I've been profiling a 3D scene on the Samsung Galaxy S7 and I've noticed that glDrawElements and glDrawArrays CPU time is a lot larger compared to Adreno and PowerVR GPUs.
For some context, in an effort to improve performance on Mali devices, I moved all the OpenGL calls to a separate render thread. After that change, the render thread now is bottle-necking the entire application at a ~50-60ms frame time in a scene with 335 draw calls (after letting the device sit for 5 minutes to thermal throttle).

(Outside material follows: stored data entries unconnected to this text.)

PR #135, opened 2026-09-16
Ensure that core and core-test-framework crates support no_std

jjkurczak:
## Issue Link
resolves bcgit/bc-rust#134

## Summary
Updates core and core-test-framework crates to build with no_std, and configures workspace and other packages to support no_std

### What did you do?

This PR incrementally enables no_std support for bouncycastle-core and bouncycastle-core-test-framework. The most consequential changes are:

1. Adding a new `alloc` feature to a number of crates in the dependency graph of bouncycastle-core in tests mode (hkdf, hmac, rng, sha2)
1. Adding `#![cfg_attr(not(feature = "alloc"), no_std)]` to `crypto/core/src/lib.rs` to force no_std when alloc is not enabled for bouncycastle-core
1. Updating `crypto/core/src/traits.rs` to feature-gate any std/alloc dependent functions in the core bc-rust traits
1. Adding feature gates to various impls that depend on `traits.rs` in the crate dependency graph
1. Adding `_array()` functions in `traits.rs` for convenient alternatives to `_out()` functions when in no_std mode, with convenient default implementations that function as a wrapper over the existing `_out()` versions.
1. Updating bouncycastle-core-test-framework to feature-gate test types that are not applicable for no_std (feature-gated trait functions)

### What alternatives did you consider?

1. I had initially attempted to create a large PR that would cover a few crates at once, but this was too large and accruing merge conflicts
1. I've chosen to create even smaller, incremental PRs that enable no_std (and no alloc) one or two crates at a time to keep reviews manageable, because the scope of the changes to manage no_std is quite large when alloc is also disallowed
1. Although we also intend to support a no_std WITH alloc mode, I think it makes more sense to fully remove std and alloc first since this has bigger implications for the architecture, and add alloc back in later as a smaller step
1. A number of tests are feature-gated in core-test-framework because they are only testing trait functions available in std. Many of these tests do not have duplicates for no_std equivalent behaviours, and these have been noted with `// todo: may require no_std equivalent` in the code. I believe it will be more efficient to manage adding back parallel tests in their own PR because it will take me some effort to understand and replicate
all of them correctly.
1. All tests-only code (i.e., integration tests in tests/, bouncycastle-core-test-framework) is not required to support no_std. This would be a lot of trouble to manage, and there is no need to run the tests themselves in no_std environments.

### Did you add or update any tests to account for these changes?
No tests added - many tests feature-gated for no_std builds, see reasoning above.

### Is there anything else the reviewer should keep in mind?
1. For the moment, only core and core-test-framework can build, test, or benchmark individually with --no-default-features. Building with --no-default-features, or otherwise disabling `alloc`, for any package other than sha2 or sha3 (including when building --workspace), is currently an *unsupported configuration*.
1. No changes have been made to github actions to validate --no-default-features builds - it seems like this should be managed once the entire workspace of packages is capable of being validated for --no-default-features? Is it worth spending the effort to mess around with the github actions for each sub-issue, so each set of packages is validated as they begin to support no_std, and then refactor for the entire workspace functioning at the end?
1. bouncycastle-core-test-framework does NOT enforce no_std in its crate, even without the "alloc" feature, because it will only run for tests/dev-builds
1. Some new default implementations in traits.rs (Hash::do_final_partial_bits_array, XOF::hash_xof_array, and XOF::squeeze_array) do not have any tests defined yet. Although these are all only wrappers for the existing `_out()` equivalents, these should be covered when the parallel implementations are added for the tests that have been feature-gated without any no_std equivalents.

### Which packages are impacted?
- This change impacts core, core-test-framework, hkdf, hmac, rng, sha2.
- Nearly all changes relate to disabling code when the `alloc` feature is not enabled, so default builds using `alloc` should ideally see no change.

### What runtime behaviors could be impacted?
 It's unlikely that any changes in this PR will impact runtime behaviours - I would expect to see breaks at compile time rather than at runtime.

### What could go wrong in the worst-possible scenario?
There are two major areas of risk I've identified:
1. There are widespread changes to workspace and package .toml files to create the `alloc` feature in many packages, and to ensure that dependencies only inherit `alloc` when needed. There could be unexpected dependency breakages when bulding packages if the dependencies have been misconfigured.

## Validation
1. build, test, bench workspace should continue to function as expected (bench manually)
1. build, test, bench individual packages should continue to work as expected (build, test, bench manually)
1. build, test, bench core and core-test-framework packages individually with --no-default-features flag should work, with reduced test coverage (test manually)

## AI Usage Statement
- [ ] No
- [X] Yes, non-trivial code changes were generated by AI

Assisted-by: ClaudeCode:Sonnet5


ounsworth:
Comments on the PR description:

> For the moment, only core and core-test-framework can build, test, or benchmark individually with --no-default-features. 

Are you proposing to merge this to the release branch like this, or build a stack of PRs on top of this and merge when everything is complete?

---

> Some new default implementations in traits.rs (Hash::do_final_partial_bits_array, XOF::hash_xof_array, and XOF::squeeze_array) do not have any tests defined yet.

Implementations for those are coming in on David's #133 .

---

> There are widespread changes to workspace and package .toml files to create the alloc feature in many packages, and to ensure that dependencies only inherit alloc when needed. 

This may be softof a note-to-self, but we should consider (and document) how this behaves both in the context of a build within our workspace, and where another workspace has a dependency on one of our crates (ie the way this will eventually be consumed on crates.io).

crypto/base64/Cargo.toml
```diff
@@ -4,12 +4,12 @@ version.workspace = true
 edition.workspace = true
 
 [dependencies]
-bouncycastle-core.workspace = true
+bouncycastle-core = { workspace = true, default-features = true }
```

While I would normally excuse this as being GPU-bound, I ran a DS-5 capture on the device and noticed that the GPU's vertex and fragment time was taking a lot less than this (around ~30ms when the device throttles).
Is there any explanation for why the GL calls are taking so long while the GPU isn't 100%? It looks like every GL call is more expensive on Mali, for some reason.
Here's an attached picture of our DS-5 capture, with the render thread isolated on the CPU Activity
In addition, the Unreal Engine (in the mobile optimization guidelines) recommends scenes to be <= 700 draw calls. While I'm not using the Unreal Engine, is this nevertheless a realistic target for this GPU?
Hi cedega,
The systrace you sent looks more as I would have expected. Since the Render thread is the bottleneck it doesn't wait on the Main thread to start executing again as it was happening in your previous systrace. I see the render thread takes 10ms more when throttled as you mentioned and the whole execution is around 40ms.
If you can send the apk to me I will try to have a look at it.